When utilizing these strategies, we suggest using and improving upon the framework of the existing programs when possible. This includes:
  • Increasing funding for effective programs, such as the State’s Get the Lead Out (GTLO) Program.
  • Ensuring that available programs and funding are accessible to all populations. For example, we should be using and strengthening the infrastructure of community-based organizations which provide support to individuals and families facing language and other barriers.
 
These strategies, by definition, must be adopted by a wide range of players to be successful. 
MACDC will continue to leverage our role as a thought-leader in the Community Development field and our deep relationships with our members to embed housing quality and health equity work into the fabric of the CD movement. 
 
Use of American Rescue Plan Act Funding
One crucial and timely opportunity to jumpstart a large-scale effort to improve the Massachusetts housing stock is to use funding from the federal American Rescue Plan Act of 2021 (ARPA).

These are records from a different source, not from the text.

PR #4447, opened 2024-08-13
4330 replace loss chart with vega chart

### LINKED ISSUE #4330: [TASK]: Replace calibrate loss chart with vegalite chart
The current loss chart was quickly put together and is a bit out of place with the themes and designs of terarium, we should look at replacing it with the other charts we have.

We have `createForecastChart` function in services/chart.js that should be a sufficient replacement for the loss chart. I think we can just plug in the "summary-layer" and that should do the trick.

jryu01:
# Description

- Replaced the loss chart with vega forecast chart leveraging streaming data

https://github.com/user-attachments/assets/e688f672-9bd9-4a6a-8cc6-be1ef5c44451

Resolves #4330


packages/client/hmi-client/src/services/charts.ts
```diff
@@ -326,7 +326,8 @@ export function createForecastChart(
 	samplingLayer: ForecastChartLayer | null,
 	statisticsLayer: ForecastChartLayer | null,
 	groundTruthLayer: ForecastChartLayer | null,
-	options: ForecastChartOptions
+	options: ForecastChartOptions,
+	summaryLayer?: ForecastChartLayer | null
```
mwdchang, line 330: Would it be possible to reuse the "statisticsLayer" or the "samplingLayer" rather than creating a new layer definition? Is it a lot of work? 

It just keeps things tighter - because there are a lot of similarities in terms of how people define statistics and summary. e.g. average, max, variation ... are all statistical summarizations of some data 😄 

As an aside, would be better to keep "options" parameter as the last to make the function a little easier to reason with.

packages/client/hmi-client/src/components/workflow/ops/calibrate-ciemss/tera-calibrate-node-ciemss.vue
```diff
@@ -156,18 +156,18 @@ const preparedCharts = computed(() => {
...
 			{
-				dataset: resultSummary,
+				data: resultSummary,
 				variables: [`${pyciemssMap[variable]}_mean:pre`, `${pyciemssMap[variable]}_mean`],
 				timeField: 'timepoint_id'
 			},
 			{
-				dataset: groundTruth,
+				data: groundTruth,
 				variables: datasetVariables,
```
mwdchang, line 171: Sorry, don't know where to put it, but there is also a loss-chart here in the calibrate node that we should replace. Search for `drilldownLossPlot`

packages/client/hmi-client/src/components/widgets/VegaChart.vue
```diff
@@ -4,7 +4,7 @@
 			{{ renderErrorMessage }}
 		</p>
 		<div ref="vegaContainer"></div>
-		<footer>
+		<footer v-if="$slots.footer">
```
YohannParis, line 7: Nice improvment!
I wish the slot was an attribute and not an element.

YohannParis (approved):

packages/client/hmi-client/src/components/workflow/ops/calibrate-ciemss/tera-calibrate-node-ciemss.vue
jryu01: Done!

mwdchang (approved):

PR #4449, opened 2024-08-13
Latex font fix

shawnyama:
# Description

image
image


mwdchang:
@YohannParis you added `cursive, serif` attributes? Are they needed for a specific purpose?

@shawnyama not sure what is the actual fix here, it may be that we are applying the right font to the wrong places?

YohannParis (approved):

mwdchang (approved):

PR #4451, opened 2024-08-13
amr-errors in dev interface, more amr check criteria

mwdchang:
### Summary
Upgrade engineering interface to show semantic petrinet amr errors and warnings.  We can use this page as a first stop to check if the AMR will cause potential problems down stream.

image

### Testing
Housed under
```
http://localhost:8080/amr-petri-test
```


YohannParis (approved):

Tom-Szendrey (approved):
Nice!

PR #4457, opened 2024-08-14
New output section for ta3 operators

Tom-Szendrey:
# Description
We want to add the output settings section from optimize to calibrate, and simulate as well. 
Here I have made it its own component and used it in all 3 of these operators.

Calibrate and Optimize have previously moved away from the proxyChart stuff. 
Simulate does with this PR.
Im wondering if we should try to clean up a lot of the shared code for `preparedCharts` in these nodes or not in future PRs

image


packages/client/hmi-client/src/components/workflow/ops/simulate-ciemss/tera-simulate-node-ciemss.vue
```diff
@@ -1,13 +1,10 @@
...
-		<template v-if="selectedRunId && runResults[selectedRunId]">
-			<vega-chart
-				v-for="(_config, index) of props.node.state.chartConfigs"
-				:key="index"
-				:are-embed-actions-visible="false"
-				:visualization-spec="preparedCharts[index]"
-			/>
-		</template>
+		<div v-if="runResults && selectedRunId">
+			<template v-for="(_, index) of node.state.selectedSimulationVariables" :key="index">
```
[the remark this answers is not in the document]
Tom-Szendrey: No reason. I will clean that up for each file i did that

packages/client/hmi-client/src/components/pyciemss/tera-pyciemss-output-settings.vue
```diff
@@ -0,0 +1,119 @@
...
+const props = defineProps<{
+	successDisplayChartsCheckbox?: boolean;
+	summaryCheckbox?: boolean;
+	interventionsDisplayChartsCheckbox?: boolean;
+	simulationDisplayChartsCheckbox?: boolean;
+	selectedSimulationVariables?: string[];
+	selectedInterventionVariables?: string[];
+	simulationChartOptions: string[];
+	interventionsOptions: string[];
+}>();
```
mwdchang, line 98: Do we have the design sketches you can either link to? or post a few screen grabs here? 

I am wondering if we should assess this a bit more systematically ... I am thinking if we can pass in the `<State>` into these component and it figures it out? or if each operator should define some kind of emit-function of the things it wants to be configured. This component right now feels a bit like a free-for-all and not entire sure what is what.

mwdchang: Chatted with Tom off thread:

There is a pretty high chance we'd need to overhaul the output settings panel and how things work:
- Some of the design elements are problematic, not really up-to-date with the latest thinking, or are some what contradictory. For example we'd need to think about how these settings are going to work with reporting features
- Likewise, the "chartConfig" is getting rejigged to take into consideration annotations, this will impact how we would pass things back and forth between the operator drilldown and the settings panel as they wouldn't be just variable string arrays
- It would still be good to assess the situation in a more systematic manner. It may be nice, if possible, for each operator to provide a generator function of its output-settings, and how the settings should be displayed.

mwdchang:
### Simulate
So simulate operator is somewhat of an outlier, is that the variables are configured as `string[][]` rather than `string[]` to allow the selection of multiple variables per chart. For example I want to see states S and I on the same chart to see how they compare. It looks like it has been restricted to univariate on this PR.

On staging environment:

image

Tom-Szendrey:
Clearly needs more design discussion and work. 
No point in moving this fwd for all of the reasons Dan has mentioned.

PR #3840, opened 2022-01-06
Expose `remote_dir` for AutoXGBoost

yushan111:
This PR includes

- Expose `remote_dir` for `AutoXGBRegressor` and `AutoXGBClassifier`.
- Change permission for the default remote directory after `mkdir`, so that workers could have the write permission of the default remote directory.


yushan111:
http://10.112.231.51:18888/view/BigDL-2.0-PR/job/BigDL-Orca-PR-Validation/296/

PR #3844, opened 2022-01-07
Chronos: Use `ray` output instead of `tqdm` for a clearer log in tuning

liangs6212:


liangs6212:
Effect Diagram

image

TODO: The "loc" column contains IP and Port information

python/orca/src/bigdl/orca/automl/search/ray_tune/ray_tune_search_engine.py
```diff
@@ -188,9 +189,10 @@ def run(self):
             search_alg=self._search_alg,
             num_samples=self.num_samples,
             trial_dirname_creator=trial_dirname_creator,
+            callbacks=[CustomProgressCallback()],
```
TheaperDeng, line 192: I think this Callback is kind of useless, we can remove it for now. Please correct me if it's critical

TheaperDeng (commented):
others LGTM

python/orca/src/bigdl/orca/automl/search/ray_tune/ray_tune_search_engine.py
liangs6212: CustomProgresscallback can avoid unnecessary log output.

TheaperDeng (approved):

liangs6212:
http://10.112.231.51:18888/view/BigDL-2.0-PR/job/BigDL-Chronos-PR-Validation/211/

PR #3847, opened 2022-01-10
add sparse grad embeding

yangw1234:


yangw1234:
manually tested it, auto tests will be added later.

yangw1234:
http://10.112.231.51:18888/view/BigDL-2.0-PR/job/ZOO-PR-NanoTests/176/

python/nano/src/bigdl/nano/tf/keras/layers/embeddings.py
```diff
@@ -0,0 +1,75 @@
...
+
+    def __init__(self,
+                 input_dim,
+                 output_dim,
+                 embeddings_initializer='uniform',
+                 regularizer=None,
+                 embeddings_constraint=None,
+                 mask_zero=False,
+                 input_length=None,
+                 **kwargs):
```
jason-dai, line 31: I think we should make the interface compatible with `keras.layers.Embedding`; that is, it accepts both `embeddings_regularizer` and `activity_regularizer`. If `embeddings_regularizer` is set, it will report warning, and use it as `activity_regularizer` (if the latter is not set).

yangw1234: Ok, I'll change it in a follow up pr.

PR #3851, opened 2022-01-10
Fix Lauguage Specific Issue when Physical Cores Detection

charlieJ107:
According to discussions in https://github.com/intel-analytics/BigDL/issues/3568：

When the system language is not English, physical cores information cannot be obtained due to the mismatch of the lookup with `grep` in `bigdl-nano-init`. This will cause the setting of some environment variables to fail. 

This PR uses `lscpu -p`  to filter out the parameters to a parsable format, and obtains the physical CPU information according to the parameters. This will make this process unaffected by the system language settings.

### DIFF
--- a/python/nano/script/bigdl-nano-init
+++ b/python/nano/script/bigdl-nano-init
@@ -128,8 +128,8 @@ if [ -f "${LIB_DIR}/libiomp5.so" ]; then
 	cpu_infos=($(lscpu -p=CPU,Socket,Core | grep -P '^(\d*),(\d*),(\d*)$'))
 	max_cpu_info=($(echo ${cpu_infos[-1]} | sed 's/,/\ /g')) 
 	let cpu_=${max_cpu_info[0]}+1
-    let sockets_=${max_cpu_info[1]}+1
-    let core_=${max_cpu_info[2]}+1
+	let sockets_=${max_cpu_info[1]}+1
+	let core_=${max_cpu_info[2]}+1
 	let threads_per_core=$cpu_/$core_
 	let cores_per_socket=$core_/$socket_
 
--- a/python/nano/script/bigdl-nano-init
+++ b/python/nano/script/bigdl-nano-init
@@ -125,10 +125,15 @@ if [ -f "${LIB_DIR}/libiomp5.so" ]; then
 	OPENMP=1
 
 	# detect number of physical cores
-	cores_per_socket=$(lscpu | grep "Core(s) per socket" | sed "s/.*://g" | sed -r "s/\s+//g")
-	threads_per_core=$(lscpu | grep "Thread(s) per core" | sed "s/.*://g" | sed -r "s/\s+//g")
-	sockets_=$(lscpu | grep "Socket(s)" | sed "s/.*://g" | sed -r "s/\s+//g")
-	
+	cpu_infos=($(lscpu -p=CPU,Socket,Core | grep -P '^(\d*),(\d*),(\d*)$'))
+	max_cpu_info=($(echo ${cpu_infos[-1]} | sed 's/,/\ /g')) 
+	let cpu_=${max_cpu_info[0]}+1
+    let sockets_=${max_cpu_info[1]}+1
+    let core_=${max_cpu_info[2]}+1
+	let threads_per_core=$cpu_/$core_
+	let cores_per_socket=$core_/$socket_
+
+
 	# set env variables
 	echo "Setting OMP_NUM_THREADS..."
 


python/nano/script/bigdl-nano-init
```diff
@@ -125,10 +125,15 @@ if [ -f "${LIB_DIR}/libiomp5.so" ]; then
...
 
 	# detect number of physical cores
-	cores_per_socket=$(lscpu | grep "Core(s) per socket" | sed "s/.*://g" | sed -r "s/\s+//g")
-	threads_per_core=$(lscpu | grep "Thread(s) per core" | sed "s/.*://g" | sed -r "s/\s+//g")
-	sockets_=$(lscpu | grep "Socket(s)" | sed "s/.*://g" | sed -r "s/\s+//g")
-	
+	cpu_infos=($(lscpu -p=CPU,Socket,Core | grep -P '^(\d*),(\d*),(\d*)$'))
+	max_cpu_info=($(echo ${cpu_infos[-1]} | sed 's/,/\ /g')) 
+	let cpu_=${max_cpu_info[0]}+1
+    let sockets_=${max_cpu_info[1]}+1
```
yangw1234, line 131: make the indentation consistent?

yangw1234:
@TheaperDeng would mind helping us verify this on your case?

yangw1234:
@charlieJ107 would you mind posting (maybe screenshot?) how do you test the code?

python/nano/script/bigdl-nano-init
charlieJ107: Fixed in eeb5cafe91ae34bef91005b9ce2414785bbb24bf

charlieJ107:
> @charlieJ107 would you mind posting (maybe screenshot?) how do you test the code?

In previous version, we use the following code to detect physical cores:
```shell
cores_per_socket=$(lscpu | grep "Core(s) per socket" | sed "s/.*://g" | sed -r "s/\s+//g")
threads_per_core=$(lscpu | grep "Thread(s) per core" | sed "s/.*://g" | sed -r "s/\s+//g")
sockets_=$(lscpu | grep "Socket(s)" | sed "s/.*://g" | sed -r "s/\s+//g")
```

Maybe we can test whether the values output by the old and new methods are consistent. 
Specifically, I wrote a test script like this:
```shell
#Previous method
cores_per_socket=$(lscpu | grep "Core(s) per socket" | sed "s/.*://g" | sed -r "s/\s+//g")
threads_per_core=$(lscpu | grep "Thread(s) per core" | sed "s/.*://g" | sed -r "s/\s+//g")
sockets_=$(lscpu | grep "Socket(s)" | sed "s/.*://g" | sed -r "s/\s+//g")

echo "cores_per_socket=$cores_per_socket"
echo "threads_per_core=$threads_per_core"
echo "sockets=$sockets_"

# New method
cpu_infos=($(lscpu -p=CPU,Socket,Core | grep -P '^(\d*),(\d*),(\d*)$'))
max_cpu_info=($(echo ${cpu_infos[-1]} | sed 's/,/\ /g')) 
let cpu_=${max_cpu_info[0]}+1
let sockets_=${max_cpu_info[1]}+1
let core_=${max_cpu_info[2]}+1
let threads_per_core=$cpu_/$core_
let cores_per_socket=$core_/$socket_

echo "cores_per_socket=$cores_per_socket"
echo "threads_per_core=$threads_per_core"
echo "sockets=$sockets_"
```

On clx-004, the output of this script like:
```shell
#Previous method
cores_per_socket=24
threads_per_core=2
sockets=2
# New method
cores_per_socket=24
threads_per_core=2
sockets=2
```

On cpx-04, the output of this script like:
```shell
#Previous method
cores_per_socket=28
threads_per_core=2
sockets=4
# New method
cores_per_socket=28
threads_per_core=2
sockets=4
```

yangw1234:
LGTM

TheaperDeng:
> @TheaperDeng would mind helping us verify this on your case?

I will test it on tomorrow's nightly build release

python/nano/script/bigdl-nano-init
```diff
@@ -125,10 +125,15 @@ if [ -f "${LIB_DIR}/libiomp5.so" ]; then
...
-	threads_per_core=$(lscpu | grep "Thread(s) per core" | sed "s/.*://g" | sed -r "s/\s+//g")
-	sockets_=$(lscpu | grep "Socket(s)" | sed "s/.*://g" | sed -r "s/\s+//g")
-	
+	cpu_infos=($(lscpu -p=CPU,Socket,Core | grep -P '^(\d*),(\d*),(\d*)$'))
+	max_cpu_info=($(echo ${cpu_infos[-1]} | sed 's/,/\ /g')) 
+	let cpu_=${max_cpu_info[0]}+1
+	let sockets_=${max_cpu_info[1]}+1
+	let core_=${max_cpu_info[2]}+1
+	let threads_per_core=$cpu_/$core_
+	let cores_per_socket=$core_/$socket_
```
TheaperDeng, line 134: should this be `let cores_per_socket=$core_/$sockets_` ?

PR #3856, opened 2022-01-10
INC tensorflow post-training quantization support

### LINKED ISSUE #3651: Nano: INC tensorflow post-training quantization support
Support tensorflow quantization using INC.
!!!Seems dynamic quantization is not available in tensorflow.

More details in #3600 .  Changes are quite similar to Pull request https://github.com/intel-analytics/BigDL/pull/3602.

zhentaocc:
resolves #3651 
- [x]  Enable INC post-training quantization on tensorflow
- [x]  Add tensorflow tests
- [x]  Fix found issues in pytorch part


zhentaocc:
@jason-dai @TheaperDeng @yangw1234 Please take a look.

zhentaocc:
Added new job http://10.112.231.51:18888/job/ZOO-PR-nano-tensorflow-test/. Passed. Will test again after review.

python/nano/test/run-nano-pytorch-tests.sh
```diff
@@ -2,18 +2,31 @@
...
+python -m pytest -s ${PYTORCH_NANO_TEST_DIR}/tests/ -k 'not ipex'
 
 now=$(date "+%s")
 time=$((now-start))
 
 echo "Bigdl-nano tests finished"
 echo "Time used:$time seconds"
 
+# Install ipex to test IPEX related modules
+pip install torch_ipex==1.9.0 -f https://software.intel.com/ipex-whl-stable
```
yangw1234, line 23: I think adding the installation here would be hard to maintain. I think you can added in the jenkins config.

python/nano/src/bigdl/nano/tf/keras/Model.py
```diff
@@ -13,11 +13,98 @@
...
 import tensorflow as tf
+from neural_compressor.model.model import TensorflowBaseModel
+from tensorflow.keras.metrics import Metric
 
 
 class Model(tf.keras.Model):
     def __init__(self, *args, **kwargs):
         super().__init__(*args, **kwargs)
+
+    def quantize(self,
```
yangw1234, line 27: How about `Sequential`. I think you can use the MixedIn technique in Shane's pr #3791

python/nano/src/bigdl/nano/pytorch/trainer/Trainer.py
```diff
@@ -176,9 +175,9 @@ def quantize(self, pl_model: LightningModule,
...
         :param val_dataloader:      A torch.utils.data.dataloader.DataLoader object for evaluation.
         :param metric:              A torchmetrics.metric.Metric object for evaluation.
-        :param backend:             'inc' or 'nncf'('nncf' is not supported yet). Default: 'inc'.
+        :param backend:             Only 'inc' is supported. Default: 'inc'.
         :param conf:        A path to conf yaml file for quantization.
-                            Default: '', use default config.
+                            Default: None, using default config.
         :param framework:   'pytorch', 'pytorch_fx', 'pytorch_ipex'. Default: 'pytorch_fx'.
                             Consistent with Intel Neural Compressor.
         :param approach:    'static' or 'dynamic'.
```
TheaperDeng, line 183: I think there is some typo in `accuracy_criterion`'s document we talked about before

python/nano/src/bigdl/nano/pytorch/trainer/Trainer.py
```diff
@@ -216,24 +215,14 @@ def quantize(self, pl_model: LightningModule,
...
-            if quantized:
-                return quantized.model
-            else:
-                raise RuntimeError("Found no quantized model satisfying accuracy criterion.")
+                model = pl_model.model
+
+            TorchINCMetric.metric = metric
+            quantizer.post_training_quantize(model, calib_dataloader, val_dataloader,
+                                             TorchINCMetric)
+            return quantizer().model
```
TheaperDeng, line 226: why we need to call `quantizer()` again? I think it has been called in `quantizer.post_training_quantize`?

python/nano/src/bigdl/nano/tf/keras/Model.py
```diff
@@ -13,11 +13,98 @@
...
+
+            KerasINCMetric.metric = metric
+            val_loader = None
+            if val_dataset:
+                val_loader = common.DataLoader(val_dataset, batch)
+            calib_loader = None
+            if calib_dataset:
+                calib_loader = common.DataLoader(calib_dataset, batch)
+            quantizer.post_training_quantize(self, calib_loader, val_loader, KerasINCMetric)
+            return quantizer()
```
TheaperDeng, line 108: same question as above

zhentaocc: thx, fixed.

python/nano/src/bigdl/nano/tf/keras/Model.py
```diff
@@ -13,11 +13,98 @@
...
+                            Combine with max_trials field to decide when to exit.
+         :param max_trials: Max tune times. Default: 1.
+                            Combine with timeout field to decide when to exit.
+                            "timeout=0, max_trials=1" means it will try quantization only once and
+                            return satisfying best model.
+         :param inputs:     A list of input names.
+                            Default: None, automatically get names from graph.
+         :param outputs:    A list of output names.
+                            Default: None, automatically get names from graph.
+         :return:           A TensorflowBaseModel. If there is no model found, return None.
```
yangw1234, line 72: what is a `TensorflowBaseModel`?

python/nano/src/bigdl/nano/quantization/quantization_inc.py
```diff
@@ -60,27 +64,61 @@ def __init__(self,
...
+
+        if metric.metric and not val_dataloader:
+            raise RuntimeError("val_dataloader must be specified when metric is not None.")
 
-class TorchMetricForINC:
-    def __init__(self, metric):
-        self.metric = metric
+
+class INCMetric(ABC):
+    metric: Any = None
```
yangw1234, line 118: Why use a class variable? I think each instance of INCMetric should has its own metric variable.

python/nano/src/bigdl/nano/tf/keras/Model.py
zhentaocc: A class defined by INC wrapping a tensorflow graph inside.

python/nano/src/bigdl/nano/quantization/quantization_inc.py
zhentaocc: I agree, I tried to initiate a `INCMetric` by 
```python
INCMetric(metric=metric)
```
But in tensorflow, this will cause an error when dumping the configuration to yaml. So here I was intended to remove a tf or torch metric as attribute to avoid being dumped...

python/nano/src/bigdl/nano/pytorch/trainer/Trainer.py
zhentaocc: Fixed.

python/nano/test/run-nano-pytorch-tests.sh
zhentaocc: Seperated ipex/non-ipex into two scripts.

python/nano/src/bigdl/nano/quantization/neural_compressor/quantization.py
```diff
@@ -60,44 +64,63 @@ def __init__(self,
...
-        self.metric = metric
-        self.pred_list = []
-        self.label_list = []
+                class MyMetric(framework_metric):
+                    def __init__(self):
+                        self.metric = metric
+                self.metric = Metric(
+                    MyMetric,
+                    name="%s_%s" % (framework_metric.__name__, type(metric).__name__)
+                )
```
zhentaocc, line 102: Fix class variable in INCMetric by creating a local class inside. Seems better?

python/nano/src/bigdl/nano/tf/keras/Model.py
zhentaocc: Accepted your suggestions in new version. Seems that `Sequential` inherit `Model` according to https://www.tensorflow.org/api_docs/python/tf/keras/Sequential, maybe there is another way to extend original keras layers.

zhentaocc: I tried that method, seems that `Model` will be broken when inc is not installed for quantization. This is not expected since inc is an option.  
So I bind this function to `tf.keras.Model` as below in `__init__.py`.
```python
try:
    from ..quantization import quantize
    tf.keras.Model.quantize = quantize
except ImportError:
    print("Warning: Intel Neural Compressor should be installed if you need quantization.")
```
And `tf.keras.Sequential` is subclass of `tf.keras.Model`. So we don't need to make extra changes on `Sequential`.  
It occurs to me if we should keep these optional extensions like inc, onnx, ipex in their own folder and test both when they are installed and not installed to make sure everything works fine in real cases.

python/nano/src/bigdl/nano/quantization/neural_compressor/quantization.py
```diff
@@ -60,44 +64,63 @@ def __init__(self,
...
+                    framework_metric = METRICS['pytorch']
+                else:
+                    framework_metric = METRICS[framework]
 
-class TorchMetricForINC:
-    def __init__(self, metric):
-        self.metric = metric
-        self.pred_list = []
-        self.label_list = []
+                class MyMetric(framework_metric):
```
yangw1234, line 96: `MyMetric` looks weird. Maybe briefly document why do you need this class here?

zhentaocc: Added document.

python/nano/src/bigdl/nano/tf/keras/__init__.py
```diff
@@ -13,7 +13,12 @@
...
 # limitations under the License.
 #
+import tensorflow as tf
 
-
+try:
+    from ..quantization import quantize
+    tf.keras.Model.quantize = quantize
+except ImportError:
+    print("Warning: Intel Neural Compressor should be installed if you need quantization.")
```
yangw1234, line 22: Maybe adding how to install INC in the message？

yangw1234: If a user does not install INC, it will always get this warning, right? I think a better behavior is raising an error when a user tries to use quantization.

yangw1234:
> Added new job http://10.112.231.51:18888/job/ZOO-PR-nano-tensorflow-test/. Passed. Will test again after review.

This test should be added to http://10.112.231.51:18888/view/BigDL-2.0-PR/job/ZOO-PR-NanoTests/

zhentaocc:
> > Added new job http://10.112.231.51:18888/job/ZOO-PR-nano-tensorflow-test/. Passed. Will test again after review.
> 
> This test should be added to http://10.112.231.51:18888/view/BigDL-2.0-PR/job/ZOO-PR-NanoTests/

Will be added after merged.
Jenkins: 
http://10.112.231.51:18888/job/ZOO-PR-nano-tensorflow-test/ Passed
http://10.112.231.51:18888/job/ZOO-PR-NanoTests/193/ Passed

python/nano/src/bigdl/nano/tf/keras/__init__.py
zhentaocc: Accepted in new commits.

yangw1234:
image

these two configurations should be set automatically

yangw1234:
http://10.112.231.51:18888/job/ZOO-PR-nano-tensorflow-test/18 Passed
http://10.112.231.51:18888/job/ZOO-PR-NanoTests/194/ Passed

yangw1234:
LGTM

This is a once in a generation opportunity to address longstanding housing quality and safety problems in Massachusetts. Massachusetts and local jurisdictions expect to receive $8.7 billion in funds from the Coronavirus State and Local Fiscal Recovery Funds, established by ARPA. The Governor has proposed spending $1 billion on housing (evenly split between home ownership and rental housing), which MACDC supports. The Legislature needs to build upon the Governor’s baseline proposal by devoting additional funding to improve the quality and safety of Massachusetts’ housing stock. 
 
As we’ve established in our previous blogs, the presence of lead, poor indoor air quality, and other substandard housing conditions leads to developmental delays in children, respiratory disease, accidents and injuries, and spread of infectious disease, among other serious, preventable health consequences. Therefore, MACDC is advocating that the Commonwealth devote an additional $100 million from the ARPA funds to improving the existing Massachusetts housing stock, with $50 million devoted to making homes lead safe and $50 million for housing rehab, with a healthy homes focus. We see this commitment as a significant first step toward scaling up efforts to fill the gaps that we have identified.
 
Conclusions
We look forward to utilizing these tools and to collaborating with our partners in the public, private, and nonprofit sectors to coordinate initiatives and to improve housing quality in Massachusetts using the Data, Dollars, and Direction framework that we’ve described. Improving housing quality will ultimately provide dignity and physical security to Massachusetts residents and will lead to improved community health outcomes. Devoting $100 million dollars of funding from ARPA will jumpstart these efforts.
 
Acknowledgment
While the series of blog posts represents the opinions of and analysis by the authors, our conclusions have been informed by discussions with a working group that we convened to help guide this work. The working group included representatives from the public and nonprofit sectors, each of whom work on and think about housing quality, and health equity, from different perspectives. We owe deep gratitude to each of the members of this working group for their thoughtfulness, engagement, and commitment to this important work.